Joe . . . I have like 1/4 of that LOL ! Mine is hella easy to take care of , but when I get to 30 , thats when it will be a mess lol XD


----------



## Skullptor (Jun 17, 2010)

Protectyaaaneck said:


> I'd also like to know how you cut the plexi to fit the inside of the KK.  It has rounded corners...


sand the corners...


----------



## CAK (Jun 17, 2010)

I have about 80 and it's a piece of cake!  Spider duty once per week and it takes me about 2 to 3 hours, it just depends on how much a fart around with admiring them in between cages.  There isn't anything you need to do daily...  If you do, you are probably just stressing the critter out.

During the winter, I am filling water dishes 2 to 3 times per week when it is really dry in the midwest, but that is it!

Joe - CAK


----------



## smallara98 (Jun 17, 2010)

Skullptor said:


> sand the corners...


Yup ! But most likely the substrate / moss isnt gonna come out of those tiny corners


----------



## codykrr (Jun 17, 2010)

CAK said:


> I have about 80 and it's a piece of cake!  Spider duty once per week and it takes me about 2 to 3 hours, it just depends on how much a fart around with admiring them in between cages.  There isn't anything you need to do daily...  If you do, you are probably just stressing the critter out.
> 
> During the winter, I am filling water dishes 2 to 3 times per week when it is really dry in the midwest, but that is it!
> 
> Joe - CAK



same here.  i have around 80...well last time i counted i did.(i got some new things recently though)  but yup, once a week, feed and water.  and admire then daily.  thats what i do.  i do like to spot clean about a day after i feed though, that way, the roach left overs dont wind up attracting mites. and a handfull of spiders i have like to drop the bolus into the water dish.  so i keep that clean.


----------



## BCscorp (Jun 17, 2010)

yeah Joe...liquor n spiders!


----------



## Protectyaaaneck (Jun 17, 2010)

Skullptor said:


> sand the corners...



What do you mean sand the corners?  It's a rounded edge, do you think you are going to round the plexi to fit the corners perfectly?  I think not, it's not a very practical method.  Unless you have a bandsaw, you aren't going to be making a custom plexi wall for your kritter keepers every time.  Even then, I don't think a bandsaw would make a very neat cut.  

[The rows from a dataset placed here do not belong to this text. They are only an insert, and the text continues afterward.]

PR #2192, opened 2024-02-24
refactor(experimental): errors: `codecs-strings` package

buffalojoec:
Adds custom `SolanaError` throws to the `@solana/codecs-strings` package.


steveluscher (changes requested):
Added via Giphy

packages/errors/src/messages.ts
```diff
@@ -84,6 +85,7 @@ export const SolanaErrorMessages: Readonly<{
         'Invalid data enum variant. Expected one of [$variants], got $value',
     [SOLANA_ERROR__CODECS_INVALID_SCALAR_ENUM_VARIANT]:
         'Invalid scalar enum variant. Expected one of [$variants] or a number between $minRange and $maxRange, got $value',
+    [SOLANA_ERROR__CODECS_INVALID_STRING_FOR_BASE]: 'Expected a string of base $expectedBase, got $value.',
```
steveluscher, line 88: This is totally fine, but the root cause of the error is _actually_ more like ‘this string contains a character that's not in this alphabet.’ You could _theoretically_ have a ‘base 58’ number that's based on a different alphabet than `123456789ABCDEFGHJKLMNPQRSTUVWXYZabcdefghijkmnopqrstuvwxyz`.

I think it's more to the point to be like ‘hey, this string has characters that aren't in this alphabet; allowable characters are \`${alphabet}\`’.

steveluscher (approved):
Added via Giphy

steveluscher:
### Merge activity

* **Feb 29, 11:33 AM PST**: @steveluscher started a stack merge that includes this pull request via [Graphite](https://app.graphite.dev/github/pr/solana-labs/solana-web3.js/2192).

PR #2212, opened 2024-02-28
Add functions to narrow instructions to `IInstructionWithAccounts` and `IInstructionWithData`

mcintyre94:
Our `IInstruction` type may not include accounts/data. When we serialize a transaction we only know that it has `instructions: IInstruction[]`

The generated Kinobi clients sensibly require data to identify eg a system instruction:

```ts
export function identifySplSystemInstruction(
  instruction: { data: Uint8Array } | Uint8Array
)
```

And accounts and data to parse one:

```ts
export function parseTransferSolInstruction<
  TProgram extends string,
  TAccountMetas extends readonly IAccountMeta[]
>(
  instruction: IInstruction<TProgram> &
    IInstructionWithAccounts<TAccountMetas> &
    IInstructionWithData<Uint8Array>
)
```

This PR adds functions to narrow the type of an `IInstruction` to `IInstruction & IInstructionWithAccounts` and `IInstruction & IInstructionWithData`

This will allow code using generated clients to do eg:

```ts
// instruction: IInstruction
if(isInstructionWithAccounts(instruction) && isInstructionWithData(instruction)) {
  const identified = identifySplSystemInstruction(instruction);
  const parsed = parseTransferSolInstruction(instruction)
}
```

Notes:

- I've added new coded errors, please LMK if I did that wrong!
- I tweaked the error message formatter to handle null/undefined as context values, since it's useful for a message identifying the instruction at fault to use these.


packages/errors/src/message-formatter.ts
```diff
@@ -16,6 +16,10 @@ function encodeValue(value: unknown): string {
         );
     } else if (typeof value === 'bigint') {
         return `${value}n`;
+    } else if (value === null) {
+        return 'null';
+    } else if (value === undefined) {
+        return 'undefined';
```
mcintyre94, line 22: These special cases are required because the `else` block calls `Object.getPrototypeOf(value)` which is a type error for these values:

```node
> Object.getPrototypeOf(null)
Uncaught TypeError: Cannot convert undefined or null to object
    at Function.getPrototypeOf (<anonymous>)
> Object.getPrototypeOf(undefined)
Uncaught TypeError: Cannot convert undefined or null to object
    at Function.getPrototypeOf (<anonymous>)
```

I was hitting this in my instructions test when it throws the error with undefined accounts/data.

packages/errors/src/messages.ts
```diff
@@ -23,6 +25,10 @@ export const SolanaErrorMessages: Readonly<{
 }> = {
     [SOLANA_ERROR__BLOCK_HEIGHT_EXCEEDED]:
         'The network has progressed past the last block for which this transaction could have been committed.',
+    [SOLANA_ERROR__EXPECTED_INSTRUCTION_TO_HAVE_ACCOUNTS]:
+        'The instruction with program address `$programAddress` and data `$data` does not have any accounts.',
+    [SOLANA_ERROR__EXPECTED_INSTRUCTION_TO_HAVE_DATA]:
+        'The instruction with program address `$programAddress` and accounts `$accountAddresses` does not have any data.',
```
lorisleiva, line 31: Since we don't know for sure that an account without data has accounts and vice versa, I wouldn't explicitly add them in the error message. I think it's fine to have in the context if someone wants to check their values but would be confusing in the error message for instruction that have neither.

packages/errors/src/codes.ts
```diff
@@ -13,6 +13,8 @@ export const SOLANA_ERROR__INVALID_KEYPAIR_BYTES = 4 as const;
 export const SOLANA_ERROR__BLOCK_HEIGHT_EXCEEDED = 5 as const;
 export const SOLANA_ERROR__NONCE_INVALID = 6 as const;
 export const SOLANA_ERROR__NONCE_ACCOUNT_NOT_FOUND = 7 as const;
+export const SOLANA_ERROR__EXPECTED_INSTRUCTION_TO_HAVE_ACCOUNTS = 70 as const;
+export const SOLANA_ERROR__EXPECTED_INSTRUCTION_TO_HAVE_DATA = 71 as const;
```
lorisleiva, line 17: Trying to avoid merge conflict wars are we? 😄

lorisleiva (approved):
A few nits but I think this is valuable.

packages/errors/src/messages.ts
mcintyre94: Ah that's what I was missing, I thought context was just about getting values into the error message but it's displayed separately too. Agreed, I'll remove the accounts/data from the messages and just include them in context.

packages/errors/src/codes.ts
mcintyre94: I saw your feedback PR had errors up to 51, and then Steve's latest jumped to 99901, so I figured I'd go somewhere in the middle 😄

steveluscher: I've just resigned myself to rebasing on top of everyone else's numbers. I don't mind.

packages/errors/src/message-formatter.ts
buffalojoec: I believe I have a fix for this in my stack with just `value != null`.

buffalojoec: [packages/errors/src/message-formatter.ts](https://github.com/solana-labs/solana-web3.js/blob/6cfd2d2d66972626c08f67e87c6ecfb8077c3111/packages/errors/src/message-formatter.ts#L22)

mcintyre94: Clever! TIL `undefined != null`. Any idea what else that catches?

buffalojoec: I originally had `value != null && value != undefined` but Steve pointed out that `!=` will actually evaluate both, as compared to `!==`. Seems it's because an `undefined` value with a single equals will evaluate the conditional as "falsy".

mcintyre94: Removed, Steve merged #2223 separately

packages/errors/src/__tests__/message-formatter-test.ts
```diff
@@ -94,5 +94,31 @@ describe('getErrorMessage', () => {
...
+                // @ts-expect-error Mock error config doesn't conform to exported config.
+                123: 'Here is a variable: $variable',
+            });
+            const message = getErrorMessage(
+                // @ts-expect-error Mock error context doesn't conform to exported context.
+                123,
+                { variable: undefined },
+            );
+            expect(message).toBe('Here is a variable: undefined');
+        });
```
steveluscher, line 122: borat-borat-very-nice

steveluscher (approved):
giphy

@ the OP: I still find it hard to believe you are getting a "snug" fit when you put this contraption together.


----------



## smallara98 (Jun 17, 2010)

Protectyaaaneck said:


> What do you mean sand the corners?  It's a rounded edge, do you think you are going to round the plexi to fit the corners perfectly?  I think not, it's not a very practical method.  Unless you have a bandsaw, you aren't going to be making a custom plexi wall for your kritter keepers every time.  Even then, I don't think a bandsaw would make a very neat cut.  I still find it hard to believe you are getting a "snug" fit when you put this contraption together.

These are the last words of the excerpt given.